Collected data
◆ ◆ ◆ ◆

PR #3434, opened 2023-11-09
.Net: Function Calling Stepwise Planner

gitri-ms:
### Motivation and Context
Stepwise planner built on OpenAI function calling

### Contribution Checklist


dotnet/src/Planners/Planners.OpenAI/Stepwise/InitialPlanPrompt.txt
```diff
@@ -0,0 +1,13 @@
+Create a step-by-step plan to satisfy the user's goal, using only the available functions or your own capabilities.
+
+[AVAILABLE FUNCTIONS]
+
+{{$available_functions}}
```
lemillermicrosoft, line 5: So the functions are given both in the prompt and through the `Functions` parameter of the RequestSettings? How come?

dotnet/src/Planners/Planners.Core/Extensions/FunctionViewExtensions.cs
```diff
@@ -9,14 +9,14 @@ namespace Microsoft.SemanticKernel.Planners;
...
-internal static class FunctionViewExtensions
+public static class FunctionViewExtensions
 {
     /// <summary>
     /// Create a manual-friendly string for a function.
     /// </summary>
     /// <param name="function">The function to create a manual-friendly string for.</param>
     /// <returns>A manual-friendly string for a function.</returns>
-    internal static string ToManualString(this FunctionView function)
+    public static string ToManualString(this FunctionView function)
```
gitri-ms, line 19: Alternatively, if we don't want to make this public, I can add the `InternalsVisibleTo` property in the `Planners.Core` project file.

dotnet/src/Planners/Planners.OpenAI/Stepwise/InitialPlanPrompt.txt
gitri-ms: This planner works in two "phases": (1) ask the model for a set of steps to solve the goal; (2) repeatedly ask the model to solve the next step (using function calling) until a final answer is found.

This is the prompt for phase 1. This request does NOT leverage function calling, as we don't want a function response yet -- just the set of steps we will need to follow. But it is important that the AI know what functions/capabilities are available to use, so that it can return a set of steps that is doable. Hence, including the function manual here.

The second phase is where function calling (and the Functions parameter in request settings) comes in. We begin the chat history with `StepPrompt.txt` as the system message, then repeatedly ask the model to fulfill the next step. Each of these requests includes `Functions` in the request settings, but does not include the function manual in the chat history.

Does that make sense?

dotnet/src/Planners/Planners.OpenAI/Stepwise/FunctionCallingStepwisePlanner.cs
```diff
@@ -0,0 +1,254 @@
...
+            }
+
+            // Look up SKFunction
+            if (!this._kernel.Functions.TryGetFunctionAndContext(functionResponse, out ISKFunction? pluginFunction, out ContextVariables? funcContext))
+            {
+                throw new SKException($"Function {functionResponse.PluginName}.{functionResponse.FunctionName} not found in kernel.");
+            }
+
+            // Execute function and add to chat history
+            var result = (await this._kernel.RunAsync(funcContext, cancellationToken, pluginFunction).ConfigureAwait(false)).GetValue<object>();
```
lemillermicrosoft, line 121: Did you consider catching this if execution fails and adding that as a user message? I'm not positive what the OpenAI guidance might be here.

dotnet/src/Planners/Planners.OpenAI/Stepwise/InitialPlanPrompt.txt
lemillermicrosoft: Yeah this helps, thank you!

I'm wondering if you considered implementing `CreatePlan` in such a way that the initial set of steps that will be attempted could be visible as part of plan creation.

dotnet/samples/KernelSyntaxExamples/Example66_FunctionCallingStepwisePlanner.cs
```diff
@@ -0,0 +1,58 @@
...
+    public static async Task RunAsync()
+    {
+        string[] questions = new string[]
+        {
+            "Write a limerick and send it via email to John"
+        };
+
+        var kernel = InitializeKernel();
+
+        var config = new FunctionCallingStepwisePlannerConfig
```
TaoChenOSU, line 24: nit: without the `{}`
```suggestion
        var config = new FunctionCallingStepwisePlannerConfig();
```

dotnet/samples/KernelSyntaxExamples/Example66_FunctionCallingStepwisePlanner.cs
```diff
@@ -0,0 +1,58 @@
...
+    {
+        IKernel kernel = new KernelBuilder()
+            .WithLoggerFactory(ConsoleLogger.LoggerFactory)
+            .WithAzureOpenAIChatCompletionService(
+                ChatModelOverride ?? TestConfiguration.AzureOpenAI.ChatDeploymentName,
+                TestConfiguration.AzureOpenAI.Endpoint,
+                TestConfiguration.AzureOpenAI.ApiKey)
+            .Build();
+
+        kernel.ImportFunctions(new EmailPlugin(), "EmailPlugin");
```
TaoChenOSU, line 54: How come we don't need to import a function to write a limerick here (I am thinking something like the joke function)? If the step wise planner can perform certain tasks just by invoking the model, would be nice to document it here.

dotnet/src/Planners/Planners.OpenAI/Stepwise/FunctionCallingStepwisePlanner.cs
```diff
@@ -0,0 +1,254 @@
...
+        this._logger = this._kernel.LoggerFactory.CreateLogger(this.GetType());
+    }
+
+    /// <summary>
+    /// Execute a plan
+    /// </summary>
+    /// <param name="question">The question to answer</param>
+    /// <param name="cancellationToken">The <see cref="CancellationToken"/> to monitor for cancellation requests. The default is <see cref="CancellationToken.None"/>.</param>
+    /// <returns>Result containing the model's response message and chat history.</returns>
+    /// <exception cref="SKException"></exception>
```
TaoChenOSU, line 61: nit: this doesn't contain a description.

dotnet/samples/KernelSyntaxExamples/Example66_FunctionCallingStepwisePlanner.cs
TaoChenOSU: Or would be nice to show a sample that requires multiple functions.

alliscode (approved):

dotnet/samples/KernelSyntaxExamples/Example66_FunctionCallingStepwisePlanner.cs
gitri-ms: I wanted to try something that used both the model's own capabilities and external functions. I'll add a comment to highlight that.

This sample does actually require/call multiple functions (get email address and send email), but I can explain that in a comment and also add a couple more examples.

dotnet/src/Planners/Planners.OpenAI/Stepwise/InitialPlanPrompt.txt
```diff
@@ -0,0 +1,13 @@
...
+
+[END AVAILABLE FUNCTIONS]
+
+To create the plan, follow these steps:
+0. Each step should be something that is capable of being done by the list of available functions.
+1. Each step should describe the action, inputs, and outputs of the step.
```
gitri-ms, line 11: Remove - seems to be causing more harm than good

dotnet/src/Planners/Planners.OpenAI/Stepwise/FunctionCallingStepwisePlanner.cs
```diff
@@ -0,0 +1,254 @@
...
+        var requestSettings = this.PrepareOpenAIRequestSettingsWithFunctions();
+        return (await this._chatCompletion.GetChatCompletionsAsync(chatHistory, requestSettings, cancellationToken).ConfigureAwait(false))[0];
+    }
+
+    private async Task<string> GetFunctionsManualAsync(CancellationToken cancellationToken)
+    {
+        var availableFunctions = await this._kernel.Functions.GetFunctionsAsync(this.Config, null, this._logger, cancellationToken).ConfigureAwait(false);
+
+        return string.Join("\n\n", availableFunctions.Select(x => x.ToManualString()));
+    }
```
gitri-ms, line 161: This manual should match the format of the function descriptions sent to OpenAI - it currently does not.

◆ ◆ ◆ ◆

» **Work item**
In the records above, find the lines containing "would" and copy them.

» **Task answer**
TaoChenOSU, line 54: How come we don't need to import a function to write a limerick here (I am thinking something like the joke function)? If the step wise planner can perform certain tasks just by invoking the model, would be nice to document it here.
TaoChenOSU: Or would be nice to show a sample that requires multiple functions.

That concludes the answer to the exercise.